"The Canterville Ghost" ends with a conversation between Virginia Otis and her new husband, the Duke. The Duke laments to Virginia that she has been keeping a secret from him. Virginia has never explained to him what happened between her and Sir Simon's ghost when she went missing. Virginia responds by telling him that she has never told any person about what happened.
"Virginia, a wife should have no secrets from her husband."
"Dear Cecil! I have no secrets from you."
"Yes, you have," he answered, smiling, "you have never told me what happened to you when you were locked up with the ghost."
"I have never told any one, Cecil," said Virginia gravely.
The Duke presses Virginia for a moment longer; however, Virginia begs that he leave the matter alone. She claims that she owes Sir Simon a great deal, and that is why she doesn't want to talk about what happened. Virginia then stresses that her time with Sir Simon taught her the importance and value of love. The Duke seems happy with her answer and relents. He says that as long as he has her love, he can be content, and Virginia assures him that he has always had her love.
The Duke rose and kissed his wife lovingly.
"You can have your secret as long as I have your heart," he murmured.

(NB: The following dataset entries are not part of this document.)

PR #3117, opened 2023-09-07
add zeebe command & jobworker yaml for conformance tests

cicoyle:
# Description

Adding zeebe command & jobworker component `bindings.yml` files to satisfy the conformance test requirement to move the components to `Beta` from `Alpha`.

## Checklist

* [x] Code compiles correctly
* [x] Created/updated tests

### DIFF
--- a/tests/config/bindings/zeebe/command/bindings.yml
+++ b/tests/config/bindings/zeebe/command/bindings.yml
@@ -1,0 +1,14 @@
+apiVersion: dapr.io/v1alpha1
+kind: Component
+metadata:
+  name: zeebe-command
+spec:
+  type: bindings.zeebe.command
+version: v1
+  metadata:
+    - name: gatewayAddr
+      value: localhost:26500
+    - name: gatewayKeepAlive
+      value: 45s
+    - name: usePlainTextConnection
+      value: true
--- a/tests/config/bindings/zeebe/jobworker/bindings.yml
+++ b/tests/config/bindings/zeebe/jobworker/bindings.yml
@@ -1,0 +1,30 @@
+apiVersion: dapr.io/v1alpha1
+kind: Component
+metadata:
+  name: zeebe-jobworker-test
+spec:
+  type: bindings.zeebe.jobworker
+  version: v1
+  metadata:
+    - name: gatewayAddr
+      value: localhost:26500
+    - name: gatewayKeepAlive
+      value: 45s
+    - name: usePlainTextConnection
+      value: true
+    - name: workerName
+      value: test-worker
+    - name: workerTimeout
+      value: 30s
+    - name: requestTimeout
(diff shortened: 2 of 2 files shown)


ItalyPaleAle:
Hi @cicoyle it's a bit more involved than that to enable a conformance test :)

In addition to creating the YAMLs there, you also need to:

1. Add the component to https://github.com/dapr/components-contrib/blob/master/tests/config/bindings/tests.yml
2. Load it in https://github.com/dapr/components-contrib/blob/0c2ce324b2bf174349c506d4644503075378f0eb/tests/conformance/common.go#L616
3. Update https://github.com/dapr/components-contrib/blob/master/.github/scripts/test-info.mjs so it runs in GitHub Actions

However, I don't think this component needs a conformance test, because it doesn't really have anything to conform to. The [bindings conformance test](https://github.com/dapr/components-contrib/blob/0c2ce324b2bf174349c506d4644503075378f0eb/tests/conformance/bindings/bindings.go#L113) tests the following operations: read, create, get, list, delete. This component implements neither. So there's not much to conform here - the test is currently only used by bindings that are more similar to pubsub or state stores: https://github.com/dapr/components-contrib/blob/master/tests/config/bindings/tests.yml

CC: @berndverst

berndverst:
@cicoyle I don't think we need this in conformance tests - we should just add it to certification tests. Bindings don't have a standard interface, so a conformance test for bindings is mostly meaningless.

@akkie recently started work on the certification test for this component - and that's really all that is required. Once we have the certification merged we can call this component stable - and I am comfortable skipping the beta stage entirely given this is a binding.

I agree with @ItalyPaleAle that we do not need a conformance test here - and that just unnecessarily takes up a Github task runner. The certification test that is in the works by @akkie will be sufficient. Ultimately stable certification is the real goal here.

Unfortunately I have to recommend that we close this PR @cicoyle

berndverst:
And adding to what @ItalyPaleAle said:
The missing pieces here are also actually spinning up the Zeebe service via Docker etc, and then defining the right Zeebe binding operations to invoke - and what the expected output should be.

I see you have also been involved in https://github.com/dapr/components-contrib/pull/3112 - which I just updated to actually activate the certification tests run.

I think we can skip this PR entirely - and enabling conformance tests for Zeebe would be quite a bit more work for you anyway!

berndverst:
Please note that the contrib code freeze was technically weeks ago and this PR does change an existing component - not just tests. We can only include this PR if you can fix it up before we will be cutting the 1.12 release branch - which may be end of day tomorrow or on Monday.

berndverst:
Ignore my other comment I deleted - I meant to comment on the other Zeebe issue.

ItalyPaleAle:
Closing - component now has a certification test which supersedes this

"You have always had that, Cecil."
At the end of "The Canterville Ghost," Virginia intercedes with prayers the ghost can't pray and tears he can't shed so that he can finally die in peace and no longer have to haunt Canterville Hall. As a reward, Virginia gets the ancestral Canterville family jewels, which neither she nor her all-American family wants, but which the present Lord Canterville insists that she keep. Virginia then marries the Duke of Cheshire and is presented at the royal court wearing her jewels. Everybody insists she looks lovely in them. At the very end, she tells her husband that she owes the ghost a great debt for he taught her the meaning of life and death, and why love is stronger than either one.
The story parodies the "invasion" or rich Americans coming to England to buy ancestral estates and find aristocratic husbands for their daughters, but it also communicates the importance of treating the "other," even if it is a ghost, with compassion.